Repeat the whole listing, keeping each line as it is.

● ● ● ●

Issue #4882, opened 2025-06-24
WebView2 init issue


phifuh:
### First Check

- [x] I added a very descriptive title here.
- [x] This is not a Q&A. I am sure something is wrong with NiceGUI or its documentation.
- [x] I used the GitHub search to find a similar [issue](https://github.com/zauberzeug/nicegui/issues) and came up empty.

### Example Code

```python
from nicegui import app, ui
import src.ui.window

app.native.window_args["resizable"] = False
app.native.start_args["debug"] = True
app.native.settings["ALLOW_DOWNLOADS"] = True


# Run the NiceGUI application
ui.run(
    native=False,
    title="Test Data Generator",
    window_size=(1280, 820),
    language="da",
    fullscreen=False,
    port=8080,
)
```

This code generates this error:

```log
NiceGUI ready to go on http://127.0.0.1:8080
[pywebview] Using WinForms / Chromium
[pywebview] WebView2 initialization failed with exception:
  (0x80080005): Server-udførelse mislykkedes (Undtagelse fra HRESULT: 0x80080005 (CO_E_SERVER_EXEC_FAILURE))
   ved System.Runtime.InteropServices.Marshal.ThrowExceptionForHRInternal(Int32 errorCode, IntPtr errorInfo)
   ved Microsoft.Web.WebView2.Core.CoreWebView2Environment.<CreateCoreWebView2ControllerAsync>d__10.MoveNext()
--- Afslutningen på staksporingen fra den tidligere placering, hvor undtagelsen blev udløst ---
   ved System.Runtime.ExceptionServices.ExceptionDispatchInfo.Throw()
   ved System.Runtime.CompilerServices.TaskAwaiter.HandleNonSuccessAndDebuggerNotification(Task task)
   ved Microsoft.Web.WebView2.WinForms.WebView2.<InitCoreWebView2Async>d__25.MoveNext()
```

The intresting part is tho, I wouldnt expect this behaviour because native is set to False, 
when removing window_size and fullscreen argument, the issue is gone. So I kinda that the arguments kinda overwrite some of the naitive arument? The native flag should have the highest prio in my opinion, so that you just can swap between each mode. 

(Any help on the webview2 issue is tho also appreciated)

### Description

Not sure how to replicate it, because you kinda need to have the webview error to start with to showcase the naitive loading issue. But it should be traceable in the code

### NiceGUI Version

2.20

### Python Version

3.13

### Browser

Other, Edge

### Operating System

Windows

[...]

PR #5391, opened 2025-11-03
Try-except `tempfile.mkdtemp()` and show error if it fails

falkoschindler:
### Motivation

In #4882 we noticed that the native mode can fail because the creation of a temp directory fails.

### Implementation

This PR shows an explicit error and a suggestion how to fix the problem if `mkdtemp()` raises.

While working on this PR I noticed that the documentation says:
> Caller is responsible for deleting the directory when done with it.

So it looks like we should remove the temp dir after use.

### Progress

  - [x] Remove temp dir after use?
  - [x] Avoid error if "storage_path" is already in `start_args`.

### DIFF
--- a/nicegui/native/native_mode.py
+++ b/nicegui/native/native_mode.py
@@ -1,6 +1,7 @@
 from __future__ import annotations
 
 import _thread
+import contextlib
 import multiprocessing as mp
 import queue
 import socket
@@ -8,6 +9,7 @@ import sys
 import tempfile
 import time
 import warnings
+from collections.abc import Generator
 from threading import Event, Thread
 from typing import Any, Callable
 
@@ -50,13 +52,26 @@ def _open_window(
     _start_window_method_executor(window, method_queue, response_queue, closed)
     if not core.app.native.start_args.get('private_mode', True) and 'storage_path' not in core.app.native.start_args:
         log.warning('Pass in a `storage_path` to properly disable `private_mode` for the native app.')
+    with _provide_storage():
+        webview.start(**core.app.native.start_args)
+
+
+@contextlib.contextmanager
+def _provide_storage() -> Generator[None, None, None]:
+    if 'storage_path' in core.app.native.start_args:
+        yield
+        return
+
     try:
-        storage_path = tempfile.mkdtemp()
-    except Exception:
-        log.error('Error creating temporary storage path. '
+        temp_dir = tempfile.TemporaryDirectory()
+    except OSError as e:
+        log.error(f'Error creating temporary storage path: {e}. '
                   'Please set `app.native.start_args["storage_path"]` to a valid path.')
         sys.exit(1)
-    webview.start(**{'storage_path': storage_path, **core.app.native.start_args})
+
+    with temp_dir:
+        core.app.native.start_args['storage_path'] = temp_dir.name
+        yield
 
 
 def _start_window_method_executor(window: webview.Window,


evnchn:
Would `tempfile.TemporaryDirectory` be better since it tosses the directory for you when you're done with the context?

phifuh:
@falkoschindler  Using 3.2.0.post5.dev0+4b738c30 I still get the same Error as before. App isnt opning but I get a windows error.

Are you sure that the temp folders are needed? AI prompted us for a solution, which skips creating the tmp folders

webview_fix.py
```py
"""WebView2 Compatibility Fix.

This module patches pywebview to avoid WebView2 initialization issues
on environments where WebView2 Runtime may be restricted or corrupted.

By removing the storage_path parameter, pywebview falls back to WinForms/Chromium
which is more reliable on managed Windows environments.

Usage:
    Import this module BEFORE importing NiceGUI:

    import webview_fix  # Must be first!
    from nicegui import ui

    ui.run(native=True)
"""

import logging

import webview

logger = logging.getLogger(__name__)

# Store the original start function
_original_start = webview.start


def patched_start(*args, storage_path: str | None = None, **kwargs):
    """Patched webview.start that ignores storage_path to avoid WebView2.

    This forces pywebview to use WinForms/EdgeHTML/Chromium backend instead
    of WebView2, which may fail on restricted Citrix environments.

    Returns:
        The result of the original webview.start function without storage_path.

    """
    if storage_path is not None:
        logger.info("Citrix fix: Ignoring storage_path={storage_path} to avoid WebView2")

    return _original_start(*args, **kwargs)


# Apply the patch
webview.start = patched_start
logger.info("Applied Citrix WebView2 compatibility patch")
```

main.py
```python
import webview_fix

from nicegui import app, native, ui

ui.run(
	native=True,
	title="Webview temp fix",
	reload=False,
)
```

evnchn:
> Are you sure that the temp folders are needed?

While I'm unsure: 

1. This PR doesn't change the general way of doing things, while handling errors and deleting the tempdir courtesy of context manager. 
2. Because we `yield` on `if 'storage_path' in core.app.native.start_args:` you can disable NiceGUI's storage path provision if it's not necessary to you. 

So I would still take this PR as a win.

falkoschindler:
@phifuh As far as I remember, the temp folder is needed for `app.storage`. Because the native app isn't supposed to leave persistent data behind, a temporary file is used.

@evnchn Yes, but adding +22-1 lines of code without actually solving the original problem is a bit much. Therefore I talked to Sonnet 4.5 about it:

> You're absolutely right - you're catching the exception at the wrong place! The `OSError` catch around `tempfile.TemporaryDirectory()` will only catch failures when **creating** the temp directory itself, not when **WebView2 tries to use it**.
> 
> The actual WebView2 initialization failure (the `0x8000FFFF E_UNEXPECTED` error) happens later when `webview.start()` is called on line 53. At that point, WebView2 tries to initialize with the storage path, and that's where it can fail due to:
> 1. Path being too long (Windows MAX_PATH limitations)
> 2. Special characters or non-ASCII characters in the path
> 3. Path in a restricted location
> 4. Permissions issues
> 5. Corrupted WebView2 user data folder

So I'll try improving the PR to hopefully catch this exception.

falkoschindler:
I came to the conclusion that this PR is overcomplicating things and, meanwhile, not solving the actual problem. Therefore I'll close it. See https://github.com/zauberzeug/nicegui/issues/4882#issuecomment-3503024779 for my most recent insights.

● ● ● ●

» Task answer
Issue #4882, opened 2025-06-24
WebView2 init issue


phifuh:
### First Check

- [x] I added a very descriptive title here.
- [x] This is not a Q&A. I am sure something is wrong with NiceGUI or its documentation.
- [x] I used the GitHub search to find a similar [issue](https://github.com/zauberzeug/nicegui/issues) and came up empty.

### Example Code

```python
from nicegui import app, ui
import src.ui.window

app.native.window_args["resizable"] = False
app.native.start_args["debug"] = True
app.native.settings["ALLOW_DOWNLOADS"] = True


# Run the NiceGUI application
ui.run(
    native=False,
    title="Test Data Generator",
    window_size=(1280, 820),
    language="da",
    fullscreen=False,
    port=8080,
)
```

This code generates this error:

```log
NiceGUI ready to go on http://127.0.0.1:8080
[pywebview] Using WinForms / Chromium
[pywebview] WebView2 initialization failed with exception:
  (0x80080005): Server-udførelse mislykkedes (Undtagelse fra HRESULT: 0x80080005 (CO_E_SERVER_EXEC_FAILURE))
   ved System.Runtime.InteropServices.Marshal.ThrowExceptionForHRInternal(Int32 errorCode, IntPtr errorInfo)
   ved Microsoft.Web.WebView2.Core.CoreWebView2Environment.<CreateCoreWebView2ControllerAsync>d__10.MoveNext()
--- Afslutningen på staksporingen fra den tidligere placering, hvor undtagelsen blev udløst ---
   ved System.Runtime.ExceptionServices.ExceptionDispatchInfo.Throw()
   ved System.Runtime.CompilerServices.TaskAwaiter.HandleNonSuccessAndDebuggerNotification(Task task)
   ved Microsoft.Web.WebView2.WinForms.WebView2.<InitCoreWebView2Async>d__25.MoveNext()
```

The intresting part is tho, I wouldnt expect this behaviour because native is set to False, 
when removing window_size and fullscreen argument, the issue is gone. So I kinda that the arguments kinda overwrite some of the naitive arument? The native flag should have the highest prio in my opinion, so that you just can swap between each mode. 

(Any help on the webview2 issue is tho also appreciated)

### Description

Not sure how to replicate it, because you kinda need to have the webview error to start with to showcase the naitive loading issue. But it should be traceable in the code

### NiceGUI Version

2.20

### Python Version

3.13

### Browser

Other, Edge

### Operating System

Windows

[...]

PR #5391, opened 2025-11-03
Try-except `tempfile.mkdtemp()` and show error if it fails

falkoschindler:
### Motivation

In #4882 we noticed that the native mode can fail because the creation of a temp directory fails.

### Implementation

This PR shows an explicit error and a suggestion how to fix the problem if `mkdtemp()` raises.

While working on this PR I noticed that the documentation says:
> Caller is responsible for deleting the directory when done with it.

So it looks like we should remove the temp dir after use.

### Progress

  - [x] Remove temp dir after use?
  - [x] Avoid error if "storage_path" is already in `start_args`.

### DIFF
--- a/nicegui/native/native_mode.py
+++ b/nicegui/native/native_mode.py
@@ -1,6 +1,7 @@
 from __future__ import annotations
 
 import _thread
+import contextlib
 import multiprocessing as mp
 import queue
 import socket
@@ -8,6 +9,7 @@ import sys
 import tempfile
 import time
 import warnings
+from collections.abc import Generator
 from threading import Event, Thread
 from typing import Any, Callable
 
@@ -50,13 +52,26 @@ def _open_window(
     _start_window_method_executor(window, method_queue, response_queue, closed)
     if not core.app.native.start_args.get('private_mode', True) and 'storage_path' not in core.app.native.start_args:
         log.warning('Pass in a `storage_path` to properly disable `private_mode` for the native app.')
+    with _provide_storage():
+        webview.start(**core.app.native.start_args)
+
+
+@contextlib.contextmanager
+def _provide_storage() -> Generator[None, None, None]:
+    if 'storage_path' in core.app.native.start_args:
+        yield
+        return
+
     try:
-        storage_path = tempfile.mkdtemp()
-    except Exception:
-        log.error('Error creating temporary storage path. '
+        temp_dir = tempfile.TemporaryDirectory()
+    except OSError as e:
+        log.error(f'Error creating temporary storage path: {e}. '
                   'Please set `app.native.start_args["storage_path"]` to a valid path.')
         sys.exit(1)
-    webview.start(**{'storage_path': storage_path, **core.app.native.start_args})
+
+    with temp_dir:
+        core.app.native.start_args['storage_path'] = temp_dir.name
+        yield
 
 
 def _start_window_method_executor(window: webview.Window,


evnchn:
Would `tempfile.TemporaryDirectory` be better since it tosses the directory for you when you're done with the context?

phifuh:
@falkoschindler  Using 3.2.0.post5.dev0+4b738c30 I still get the same Error as before. App isnt opning but I get a windows error.

Are you sure that the temp folders are needed? AI prompted us for a solution, which skips creating the tmp folders

webview_fix.py
```py
"""WebView2 Compatibility Fix.

This module patches pywebview to avoid WebView2 initialization issues
on environments where WebView2 Runtime may be restricted or corrupted.

By removing the storage_path parameter, pywebview falls back to WinForms/Chromium
which is more reliable on managed Windows environments.

Usage:
    Import this module BEFORE importing NiceGUI:

    import webview_fix  # Must be first!
    from nicegui import ui

    ui.run(native=True)
"""

import logging

import webview

logger = logging.getLogger(__name__)

# Store the original start function
_original_start = webview.start


def patched_start(*args, storage_path: str | None = None, **kwargs):
    """Patched webview.start that ignores storage_path to avoid WebView2.

    This forces pywebview to use WinForms/EdgeHTML/Chromium backend instead
    of WebView2, which may fail on restricted Citrix environments.

    Returns:
        The result of the original webview.start function without storage_path.

    """
    if storage_path is not None:
        logger.info("Citrix fix: Ignoring storage_path={storage_path} to avoid WebView2")

    return _original_start(*args, **kwargs)


# Apply the patch
webview.start = patched_start
logger.info("Applied Citrix WebView2 compatibility patch")
```

main.py
```python
import webview_fix

from nicegui import app, native, ui

ui.run(
	native=True,
	title="Webview temp fix",
	reload=False,
)
```

evnchn:
> Are you sure that the temp folders are needed?

While I'm unsure: 

1. This PR doesn't change the general way of doing things, while handling errors and deleting the tempdir courtesy of context manager. 
2. Because we `yield` on `if 'storage_path' in core.app.native.start_args:` you can disable NiceGUI's storage path provision if it's not necessary to you. 

So I would still take this PR as a win.

falkoschindler:
@phifuh As far as I remember, the temp folder is needed for `app.storage`. Because the native app isn't supposed to leave persistent data behind, a temporary file is used.

@evnchn Yes, but adding +22-1 lines of code without actually solving the original problem is a bit much. Therefore I talked to Sonnet 4.5 about it:

> You're absolutely right - you're catching the exception at the wrong place! The `OSError` catch around `tempfile.TemporaryDirectory()` will only catch failures when **creating** the temp directory itself, not when **WebView2 tries to use it**.
> 
> The actual WebView2 initialization failure (the `0x8000FFFF E_UNEXPECTED` error) happens later when `webview.start()` is called on line 53. At that point, WebView2 tries to initialize with the storage path, and that's where it can fail due to:
> 1. Path being too long (Windows MAX_PATH limitations)
> 2. Special characters or non-ASCII characters in the path
> 3. Path in a restricted location
> 4. Permissions issues
> 5. Corrupted WebView2 user data folder

So I'll try improving the PR to hopefully catch this exception.

falkoschindler:
I came to the conclusion that this PR is overcomplicating things and, meanwhile, not solving the actual problem. Therefore I'll close it. See https://github.com/zauberzeug/nicegui/issues/4882#issuecomment-3503024779 for my most recent insights.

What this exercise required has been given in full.